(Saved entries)
- Opening Delimiter -
PR #15723, opened 2025-06-24
save

sudeepdino008:


lystopad (approved):
Approve from my side.
@mriccobene pls, review and approve if no objections.

.github/workflows/qa-snap-download.yml
```diff
@@ -8,12 +8,16 @@ on:
...
   workflow_dispatch:     # Run manually
 
-concurrency:
-  group: ${{ github.workflow }}-${{ github.ref }}
-  cancel-in-progress: true
-
 jobs:
   snap-download-test:
+    concurrency:
+      group: >-
```
mriccobene: Why? it didn't work well before? this workflow runs only on main (scheduled) and ralease/3 (on every commit) and it worked fine so far. Is there an advantage to this more complex code?

.github/workflows/qa-sync-from-scratch-minimal-node.yml
```diff
@@ -8,12 +8,16 @@ on:
...
 jobs:
   minimal-node-sync-from-scratch-test:
+    concurrency:
+      group: >-
+        ${{
+          (github.ref == 'refs/heads/main' || startsWith(github.ref, 'refs/heads/release/')) && 
+          format('{0}-{1}', github.workflow, github.run_id) ||
+          format('{0}-{1}', github.workflow, github.ref)
+        }}
+      cancel-in-progress: true
```
mriccobene: This should be false, I do not want to waste the runner's time, this is a long test.

.github/workflows/qa-sync-from-scratch.yml
```diff
@@ -8,12 +8,16 @@ on:
...
 jobs:
   sync-from-scratch-test:
+    concurrency:
+      group: >-
+        ${{
+          (github.ref == 'refs/heads/main' || startsWith(github.ref, 'refs/heads/release/')) && 
+          format('{0}-{1}', github.workflow, github.run_id) ||
+          format('{0}-{1}', github.workflow, github.ref)
+        }}
+      cancel-in-progress: true
```
mriccobene: Same as above

.github/workflows/qa-sync-with-externalcl.yml
```diff
@@ -8,12 +8,16 @@ on:
...
 jobs:
   sync-with-externalcl:
+    concurrency:
+      group: >-
+        ${{
+          (github.ref == 'refs/heads/main' || startsWith(github.ref, 'refs/heads/release/')) && 
+          format('{0}-{1}', github.workflow, github.run_id) ||
+          format('{0}-{1}', github.workflow, github.ref)
+        }}
+      cancel-in-progress: true
```
mriccobene: Same as above

.github/workflows/qa-tip-tracking-gnosis.yml
```diff
@@ -8,12 +8,16 @@ on:
...
 jobs:
   gnosis-tip-tracking-test:
+    concurrency:
+      group: >-
+        ${{
+          (github.ref == 'refs/heads/main' || startsWith(github.ref, 'refs/heads/release/')) && 
+          format('{0}-{1}', github.workflow, github.run_id) ||
+          format('{0}-{1}', github.workflow, github.ref)
+        }}
+      cancel-in-progress: true
```
mriccobene: Same as above

.github/workflows/qa-tip-tracking-polygon.yml
```diff
@@ -8,12 +8,16 @@ on:
...
 jobs:
   bor-mainnet-tip-tracking-test:
+    concurrency:
+      group: >-
+        ${{
+          (github.ref == 'refs/heads/main' || startsWith(github.ref, 'refs/heads/release/')) && 
+          format('{0}-{1}', github.workflow, github.run_id) ||
+          format('{0}-{1}', github.workflow, github.ref)
+        }}
+      cancel-in-progress: true
```
mriccobene: Same as above

.github/workflows/qa-tip-tracking.yml
```diff
@@ -8,12 +8,16 @@ on:
...
 jobs:
   mainnet-tip-tracking-test:
+    concurrency:
+      group: >-
+        ${{
+          (github.ref == 'refs/heads/main' || startsWith(github.ref, 'refs/heads/release/')) && 
+          format('{0}-{1}', github.workflow, github.run_id) ||
+          format('{0}-{1}', github.workflow, github.ref)
+        }}
+      cancel-in-progress: true
```
mriccobene: Same as above

.github/workflows/qa-snap-download.yml
sudeepdino008: example failure in release branch - https://github.com/erigontech/erigon/actions/runs/15830498178/job/44621711277

`Canceling since a higher priority waiting request for QA - Snapshot Download-refs/heads/release/3.0 exists`

the earlier concurrency group was `${{ github.workflow }}-${{ github.ref }}` -- which would be same for successive commits, and the latest one would cancel the earlier one (like in the example I gave)

.github/workflows/qa-sync-from-scratch-minimal-node.yml
sudeepdino008: with the current setup:
- let's say there are 3 successive commits made in quick succession - c1 (earliest), c2, c3
- c1 job will start running, then c2 job comes and it'll be queued. When c3 comes, it'll cancel the c2 job. 

This is because concurrency groups can have at [most 2 active jobs (running + queued) at the same time](https://docs.github.com/en/actions/writing-workflows/choosing-what-your-workflow-does/control-the-concurrency-of-workflows-and-jobs#using-concurrency-in-different-scenarios)

sudeepdino008: with this workflow, we want to run in every release commit (and it doesn't run in any PR). So we can actually get rid of the concurrency group section. We don't need it. What do you think?

Let's decide. Then I'll make changes to the other similar "sync from scratch"/"tip tracking" workflows.

.github/workflows/qa-sync-from-scratch.yml
sudeepdino008: same as above - let's get rid of concurrency group

.github/workflows/qa-sync-with-externalcl.yml
sudeepdino008: thanks for catching these...

.github/workflows/qa-snap-download.yml
mriccobene: What you have described is the intended outcome. Perhaps it was not clear to you because different tests have different policies.

This test is a long running one so it must run:
- on main only nightly -> we want to cancel queued runs if any, also we want to cancel runs that are in progress (NOTE: in other tests we have a different policy)
- on release on every commit -> same as above for queued runs and in-progress runs
  
Your scheme create a different policy.

.github/workflows/qa-sync-from-scratch-minimal-node.yml
mriccobene: > c1 job will start running, then c2 job comes and it'll be queued. When c3 comes, it'll cancel the c2 job.

This is what we want in THIS test. This test takes 18 hours, we do not want to break the current execution, also we want to skip queued runs and execute only the more recent one.

Your policy is different.

.github/workflows/qa-tip-tracking.yml
mriccobene: Same as above: the actual policy is ok, your policy is different.

.github/workflows/qa-tip-tracking-polygon.yml
mriccobene: Same as above: the actual policy is ok, your policy is different.

.github/workflows/qa-tip-tracking-gnosis.yml
mriccobene: Same as above: the actual policy is ok, your policy is different.

.github/workflows/qa-sync-with-externalcl.yml
mriccobene: Same as above: the actual policy is ok, your policy is different.

.github/workflows/qa-sync-from-scratch.yml
mriccobene: Same as above: the actual policy is ok, your policy is different.

.github/workflows/qa-clean-exit-block-downloading.yml
```diff
@@ -8,12 +8,17 @@ on:
...
-  cancel-in-progress: true
-
 jobs:
   clean-exit-bd-test:
+    concurrency:
+      group: >-
+        ${{
+          (github.ref == 'refs/heads/main' || startsWith(github.ref, 'refs/heads/release/')) && 
+          format('{0}-{1}', github.workflow, github.run_id) ||
+          format('{0}-{1}', github.workflow, github.ref)
```
mriccobene: We do not want to run this test on every commit of main and release branch.

.github/workflows/qa-rpc-performance-tests.yml
```diff
@@ -8,12 +8,16 @@ on:
...
 jobs:
   mainnet-rpc-perf-tests:
+    concurrency:
+      group: >-
+        ${{
+          (github.ref == 'refs/heads/main' || startsWith(github.ref, 'refs/heads/release/')) && 
+          format('{0}-{1}', github.workflow, github.run_id) ||
+          format('{0}-{1}', github.workflow, github.ref)
+        }}
+      cancel-in-progress: true
```
mriccobene: We do not want to run this test on every commit of main and release branch.

sudeepdino008:
@mriccobene thanks for the patience and clarifying the policy for these workflows. The current changeset now touches only those jobs which runs on main's PRs or commits.

PR #15729, opened 2025-06-24
History dedup tool

wmitsuda:


turbo/app/seg_history_cmd.go
```diff
@@ -0,0 +1,445 @@
...
+			it := seq.Iterator(0)
+			for it.HasNext() {
+				txNum, err := it.Next()
+				if err != nil {
+					return err
+				}
+				histKey = state.HistoryKey(txNum, keyBuf, histKey[:0])
+
+				buf, _ := origVReader.NextUncompressed()
+				valOffset, ok := offsetMap[string(buf)]
```
AskAlexSharov, line 299: - to reduce ram can do: `hashedKey, _ := murmur3.Sum128WithSeed(key, r.salt)`. same for `uniqMap`

turbo/app/seg_history_cmd.go
```diff
@@ -0,0 +1,445 @@
...
+				if !ok {
+					panic("should not happen")
+				}
+				if err = rs.AddKey(histKey, valOffset); err != nil {
```
AskAlexSharov, line 303: non-monotonic offsets work?

turbo/app/seg_history_cmd.go
AskAlexSharov: also can use `mdmx` as a persistent `map`. Write to it - commit rwtx - then open rotx and use it (also can store `murmur3(key)` there to reduce size)

Issue #15330, opened 2025-05-29
astrid: harden sync algo during long periods of now milestones - FetchBlocksBackwardsByHash


taratorio:
- today Amoy hadn't produced any milestones for 5 hours
- I tried to sync but was stuck in a loop which is non-recoverable currently until a new milestone gets produced
```
[WARN] [05-29|15:58:59.028] [sync] canonical chain builder root is too far amount=5981
...
[WARN] [05-29|15:59:01.275] [sync] canonical chain builder root is too far amount=5982
...
```
- in the first Astrid sync algo iteration we assumed situations like this will never happen - however they may happen if things go bad like today and also Mark mentioned similar thing can happen during the heimdall v1 to v2 migration - in general Astrid should be able to function fine even if heimdall milestones/checkpoints are not operational (ie relying purely on bor consensus rules)

a simplified scenario example of what happened today:
```
// //
//
// -> sync to tip using checkpoints and milestones completes
// -> block 500 - last finalised block - end block of last milestone
//
// chain head is currently at block 4500 - because of heimdall milestone/checkpoint outage we have no waypoints
//
// we get a new block event for block 4501
//
// we cant connect to the tip block 500 in CCB because we call FetchBlocksBackwardsByHash with a limited backwards lookup of 1024 blocks
//
// //
```

reason why we currently have a 1024 blocks limited backward lookup for FetchBlocksBackwardsByHash (happening [here](https://github.com/erigontech/erigon/blob/main/polygon/sync/sync.go#L289-L299)):
- it was an assumption made for simplicity for first iteration of sync algo (also not enough time to improve it back then)
- current implementation will keep 1024 blocks (headers+bodies) in memory - hence why we set some reasonable limit of 1024 - works in 99.99% of cases apart from no-milestone-disasters like today
- to have it unlimited we need to improve/change the logic of FetchBlocksBackwardsByHash (we can have a FetchUnlimitedBlocksBackwardsByHash version)

brain dump for FetchUnlimitedBlocksBackwardsByHash:
- headers are fixed size around 500 bytes 
- to tolerate 24 hours of no milestones/checkpoints - we need ~50,000 headers
- 20 days =1,000,000 headers = 500 MBs - reasonable - we can keep 1 million headers in memory no problem
- the bigger mem footprint is in bodies - can see size chart [here](https://polygonscan.com/chart/blocksize)
- bodies are variable sizes - depending on how many transactions they have
[...]

PR #15735, opened 2025-06-25
Fix post hiemdall v2 sync stall

mh0lt:
This fixes an issue with erigon during the Heimdall v1->V2 migration where 

1. Erigon waits for hiemdall to get into sync - which is not going to happen for a potentially long period of time (several hours)
2. On syncing Erigon stalls because it can't fetch enough backward headers due to loack of milestones and checkpoints

### DIFF
--- a/polygon/sync/sync.go
+++ b/polygon/sync/sync.go
@@ -29,6 +29,7 @@ import (
 	"github.com/erigontech/erigon-lib/log/v3"
 	"github.com/erigontech/erigon/core/types"
 	"github.com/erigontech/erigon/eth/ethconfig"
+	"github.com/erigontech/erigon/eth/protocols/eth"
 	"github.com/erigontech/erigon/polygon/heimdall"
 	"github.com/erigontech/erigon/polygon/p2p"
 	"github.com/erigontech/erigon/turbo/shards"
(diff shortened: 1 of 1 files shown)


polygon/sync/sync.go
```diff
@@ -287,36 +288,43 @@ func (s *Sync) applyNewBlockOnTip(ctx context.Context, event EventNewBlock, ccb
...
+					)
+
+					return nil
+				}
+
+				return err
+			}
 
-		blockChain = blocks.Data
+			blockChain = append(blocks.Data, blockChain...)
```
taratorio, line 324: fyi you can't really hold a large number of blocks in memory because you will hit an OOM at some point - block sizes vary and can be seen [here](https://polygonscan.com/chart/blocksize)

also fyi, last month I created an issue about hardening this part which explains how this can be properly implemented - https://github.com/erigontech/erigon/issues/15330

taratorio: note this is fine for now: we just need to work on https://github.com/erigontech/erigon/issues/15330 as a follow up

taratorio: @eastorski fyi

taratorio (approved):

polygon/sync/sync.go
taratorio: also another problem with this implementation is that it circumvents the 5000 sync loop block limit - we need to call  UpdateForkChoice every 5000 blocks so it triggers execution - otherwise your chaindata size will explode and your performance will degrade (this is also mentioned in the above issue)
- Closing Delimiter -
• Required action: Every line with "mainnet" in it should be copied from the entries above.

• Exercise answer:
   bor-mainnet-tip-tracking-test:
   mainnet-tip-tracking-test:
   mainnet-rpc-perf-tests:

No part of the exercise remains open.